## The task
Below are records; reproduce exactly the lines from the first through the one containing "Assuming there are".

[Start of section]

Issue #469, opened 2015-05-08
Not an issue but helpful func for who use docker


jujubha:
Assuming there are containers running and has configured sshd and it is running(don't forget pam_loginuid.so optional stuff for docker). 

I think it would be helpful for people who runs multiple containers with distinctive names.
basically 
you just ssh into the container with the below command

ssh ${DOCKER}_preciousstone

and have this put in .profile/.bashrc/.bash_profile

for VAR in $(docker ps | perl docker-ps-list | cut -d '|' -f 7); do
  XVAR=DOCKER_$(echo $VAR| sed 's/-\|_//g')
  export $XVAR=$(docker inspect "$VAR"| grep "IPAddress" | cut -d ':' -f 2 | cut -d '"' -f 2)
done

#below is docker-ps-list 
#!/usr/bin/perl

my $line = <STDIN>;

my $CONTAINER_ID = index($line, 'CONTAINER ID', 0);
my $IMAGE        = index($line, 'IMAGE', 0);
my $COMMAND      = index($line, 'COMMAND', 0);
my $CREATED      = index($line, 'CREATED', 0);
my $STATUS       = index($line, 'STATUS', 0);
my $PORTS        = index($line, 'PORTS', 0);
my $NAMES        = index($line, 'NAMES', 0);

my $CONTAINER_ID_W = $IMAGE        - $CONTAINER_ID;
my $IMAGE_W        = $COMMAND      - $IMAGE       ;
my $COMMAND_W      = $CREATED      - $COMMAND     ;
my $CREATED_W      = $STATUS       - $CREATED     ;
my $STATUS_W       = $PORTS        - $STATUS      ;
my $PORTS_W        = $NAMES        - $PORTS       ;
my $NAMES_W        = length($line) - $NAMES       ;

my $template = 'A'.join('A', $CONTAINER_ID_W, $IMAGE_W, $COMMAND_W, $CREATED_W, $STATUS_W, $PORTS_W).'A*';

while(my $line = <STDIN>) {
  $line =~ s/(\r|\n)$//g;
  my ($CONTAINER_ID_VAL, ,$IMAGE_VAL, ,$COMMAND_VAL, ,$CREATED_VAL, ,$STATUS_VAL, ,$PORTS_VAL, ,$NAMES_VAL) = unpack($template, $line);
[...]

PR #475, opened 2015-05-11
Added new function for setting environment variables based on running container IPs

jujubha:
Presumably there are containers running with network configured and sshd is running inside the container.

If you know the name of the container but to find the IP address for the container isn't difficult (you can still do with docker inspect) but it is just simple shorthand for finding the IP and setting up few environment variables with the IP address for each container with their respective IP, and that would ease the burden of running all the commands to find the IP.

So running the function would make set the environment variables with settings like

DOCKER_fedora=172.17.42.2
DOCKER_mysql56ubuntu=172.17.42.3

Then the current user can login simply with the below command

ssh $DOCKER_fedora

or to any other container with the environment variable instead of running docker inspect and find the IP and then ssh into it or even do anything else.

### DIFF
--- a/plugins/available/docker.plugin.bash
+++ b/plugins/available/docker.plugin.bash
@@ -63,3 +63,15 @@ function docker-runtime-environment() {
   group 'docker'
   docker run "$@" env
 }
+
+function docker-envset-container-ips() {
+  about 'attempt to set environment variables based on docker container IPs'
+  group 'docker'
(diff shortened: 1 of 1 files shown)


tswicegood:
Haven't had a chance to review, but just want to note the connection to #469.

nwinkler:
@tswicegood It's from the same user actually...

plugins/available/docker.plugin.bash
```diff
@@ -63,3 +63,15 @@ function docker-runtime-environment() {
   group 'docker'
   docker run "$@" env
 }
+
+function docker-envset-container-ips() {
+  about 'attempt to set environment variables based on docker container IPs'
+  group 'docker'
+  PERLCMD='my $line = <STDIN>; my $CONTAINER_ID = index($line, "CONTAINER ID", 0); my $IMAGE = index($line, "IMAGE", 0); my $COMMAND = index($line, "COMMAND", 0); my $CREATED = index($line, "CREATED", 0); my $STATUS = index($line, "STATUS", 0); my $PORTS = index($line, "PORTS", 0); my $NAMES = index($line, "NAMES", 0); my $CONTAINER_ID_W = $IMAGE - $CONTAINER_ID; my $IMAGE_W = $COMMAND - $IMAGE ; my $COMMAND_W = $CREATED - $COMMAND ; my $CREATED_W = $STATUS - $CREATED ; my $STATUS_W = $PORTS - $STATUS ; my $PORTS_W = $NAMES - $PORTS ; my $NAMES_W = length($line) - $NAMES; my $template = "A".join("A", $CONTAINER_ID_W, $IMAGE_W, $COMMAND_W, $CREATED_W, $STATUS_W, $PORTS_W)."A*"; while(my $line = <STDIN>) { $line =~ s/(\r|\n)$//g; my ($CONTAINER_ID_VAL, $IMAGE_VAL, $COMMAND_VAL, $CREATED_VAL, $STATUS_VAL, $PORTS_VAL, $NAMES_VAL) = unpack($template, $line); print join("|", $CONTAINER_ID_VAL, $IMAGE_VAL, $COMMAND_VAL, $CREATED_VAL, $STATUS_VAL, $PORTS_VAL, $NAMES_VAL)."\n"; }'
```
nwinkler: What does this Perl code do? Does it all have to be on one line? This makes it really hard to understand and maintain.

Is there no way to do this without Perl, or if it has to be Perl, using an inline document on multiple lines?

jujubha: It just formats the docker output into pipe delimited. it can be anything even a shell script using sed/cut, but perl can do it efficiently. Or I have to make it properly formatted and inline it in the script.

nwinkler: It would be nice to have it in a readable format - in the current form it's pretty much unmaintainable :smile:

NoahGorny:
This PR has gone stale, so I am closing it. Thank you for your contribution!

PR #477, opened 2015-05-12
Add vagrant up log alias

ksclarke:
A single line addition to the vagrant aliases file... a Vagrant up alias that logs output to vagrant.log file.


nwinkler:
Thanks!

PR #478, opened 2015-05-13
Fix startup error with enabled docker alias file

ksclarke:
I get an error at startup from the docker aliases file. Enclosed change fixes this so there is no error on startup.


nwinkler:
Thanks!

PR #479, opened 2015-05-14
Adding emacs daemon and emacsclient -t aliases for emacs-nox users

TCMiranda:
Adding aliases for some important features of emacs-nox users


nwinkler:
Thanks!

[End of section]

## The answer
Issue #469, opened 2015-05-08
Not an issue but helpful func for who use docker


jujubha:
Assuming there are containers running and has configured sshd and it is running(don't forget pam_loginuid.so optional stuff for docker). 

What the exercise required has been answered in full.